For a given material and set of test conditions, fatigue crack propagation behavior can be described by the relationship between cyclic crack-growth rate, da/dN and the fluctuation of stress intensity factor, △K. Such test data are usually displayed in a log-log plot. At intermediate values of △K, fatigue crack-growth data fall along a straight line such that a power-law equation may be used as a curve-fit to the data. Various numerical techniques are applied in order to (1) derive the crack-growth rate and (2) determine the parameters for the power-law equation.
Using data from laboratory tests conducted on rail steels, this paper explores the various numerical methods used to characterize fatigue crack-growth behavior. Tests were conducted using two different fracture-mechanics specimens (a standard compact tension specimen and a non-standard single edge notch specimen). Three different numerical techniques were applied to determine the fatigue crack-growth rate, da/dN from test data measuring crack length, a versus number of fatigue cycles, N: (1) secant method, (2) modified secant method, and (3) incremental polynomial method.

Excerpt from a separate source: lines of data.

Issue #1327, opened 2022-02-23
Create marshmallow schema for YAML files to standardize and better control content configuration


esfoobar-usds:
Right now there is no schema for the content/config YAML files and we are using constants to establish some of it. It would be better to define a schema for the YAML and add validation tests.

PR #1469, opened 2022-03-22
Creating a data dictionary for the download packet

emma-nechamkin:
Goal is to automatically generate a codebook for the data.


data/data-pipeline/data_pipeline/content/config/generate_data_dictionary.py
```diff
@@ -0,0 +1,179 @@
+"""
+Quick script to generate a data dictionary for the download packet.
```
emma-nechamkin, line 2: i haven't thought much about where this script goes.

data/data-pipeline/data_pipeline/content/config/generate_data_dictionary.py
```diff
@@ -0,0 +1,179 @@
...
+LOSS_RATE_STRING = "loss rate"
+LOW_STRING = "Low "
+ISLAND_STRING = "island areas"
+
+PERCENTILE_EXPLANATION = "All percentiles are floored (rounded down to the nearest percentile). For example, 89.7th percentile is rounded down to 89 for this field."
+LOW_PERCENTILE_EXPLANATION = "This percentile is reversed, meaning the lowest raw numbers become the highest percentiles."
+ISLAND_AREAS_EXPLANATION = "Because not all data is available for the Nation, Puerto Rico, and the Island Territories, this uses different underlying data for the islands."
+
+
+OUTPUT_PATH = (
```
emma-nechamkin, line 56: This seems right to me, in that it's close to the downloadable stuff and can be zipped. What do you guys think?

data/data-pipeline/data_pipeline/content/config/generate_data_dictionary.py
```diff
@@ -0,0 +1,179 @@
+"""
+Quick script to generate a data dictionary for the download packet.
+
+A few notes:
+(1) This will ONLY crosswalk the downloadable CSV and the downloadable EXCEL file.
```
emma-nechamkin, line 5: If we want to make a shp dictionary (beyond -- "here's the column and what it means in plain English") we will need to do it separately since the shapefiles have more fields.

data/data-pipeline/data_pipeline/content/config/generate_data_dictionary.py
esfoobar-usds: Yup, this is a good destination for it, although we might need to add it to the zip files list in score post

data/data-pipeline/data_pipeline/content/config/generate_data_dictionary.py
```diff
@@ -0,0 +1,185 @@
...
+def _get_calculation_notes(column_name):
+    """produces calculation notes"""
+    calculation_notes = []
+    if PERCENTILE_STRING in column_name:
+        calculation_notes += [PERCENTILE_EXPLANATION]
+    if LOW_STRING in column_name:
+        calculation_notes += [LOW_PERCENTILE_EXPLANATION]
+    if ISLAND_STRING in column_name:
+        calculation_notes += [ISLAND_AREAS_EXPLANATION]
+    return " ".join(calculation_notes)
```
esfoobar-usds, line 138: We should add these as types on the YAML config rather than deducing from the column name?

esfoobar-usds (changes requested):
Some feedback to address.

data/data-pipeline/data_pipeline/content/config/generate_data_dictionary.py
```diff
@@ -0,0 +1,185 @@
...
+    """helper function to create a dataframe from yaml"""
+    to_frame_dict, fields = _set_up_infrastructure(
+        yaml_path=yaml_path,
+        fields_to_store=fields_to_store,
+    )
+    for details in fields:
+        to_frame_dict[CEJST_SCORE_COLUMN_NAME].append(
+            details[native_score_column]
+        )
+        for column_name, dict_field in fields_to_store:
```
lucasmbrown-usds, line 105: Some general comments about this logic would be really helpful -- to be honest I'm having a little bit of a hard time following the logic.

data/data-pipeline/data_pipeline/content/config/generate_data_dictionary.py
```diff
@@ -0,0 +1,185 @@
...
+                to_frame_dict[column_name].append(np.nan)
+    return pd.DataFrame(to_frame_dict).set_index(CEJST_SCORE_COLUMN_NAME)
+
+
+def _get_datatype(
+    input_name: str,
+    input_type: str,
+    percentile_string: str = PERCENTILE_STRING,
+    loss_rate_string: str = LOSS_RATE_STRING,
+):
```
lucasmbrown-usds, line 119: nit: always valuable to type the return as well, e.g., `) -> str`.

data/data-pipeline/data_pipeline/content/config/generate_data_dictionary.py
```diff
@@ -0,0 +1,185 @@
...
+        native_score_column=CEJST_SCORE_COLUMN_NAME,
+    )
+
+    score_detail_notes_df = _create_df_from_yaml(
+        yaml_path=SCORE_FIELD_CONFIG,
+        fields_to_store=[
+            (NOTES_FIELD, "notes"),
+            (THRESHOLD_CATEGORY_FIELD, "category"),
+        ],
+        native_score_column="column_name",
```
lucasmbrown-usds, line 161: I gotta be honest, I'm scratching my head a bit here about what all of this is doing. Could you add some comments making it a bit more obvious why this is `"column_name"`?

data/data-pipeline/data_pipeline/content/config/generate_data_dictionary.py
lucasmbrown-usds: Jorge's suggestion makes a lot of sense to me! Could put booleans on the YAML config, like, 

```
is_low_field: True
is_island_areas_field: True
```

etc

data/data-pipeline/data_pipeline/content/config/generate_data_dictionary.py
```diff
@@ -0,0 +1,185 @@
...
+    if PERCENTILE_STRING in column_name:
+        calculation_notes += [PERCENTILE_EXPLANATION]
+    if LOW_STRING in column_name:
+        calculation_notes += [LOW_PERCENTILE_EXPLANATION]
+    if ISLAND_STRING in column_name:
+        calculation_notes += [ISLAND_AREAS_EXPLANATION]
+    return " ".join(calculation_notes)
+
+
+if __name__ == "__main__":
```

Four different least squares regression analyses were then applied to determine the parameters for the power law. Moreover, the outcome of these analyses is to determine the combination of numerical techniques which yields the least amount of error when the crack-growth rate equation is integrated and compared to the original a versus N data. Fatigue life calculations performed by integrating the crack-growth rate equation demonstrate the sensitivity of predicted growth rates to the power-law parameters derived from the different regression analyses.
This paper explores the various numerical methods and techniques employed to analyze fatigue crack growth data using test data on rail steels.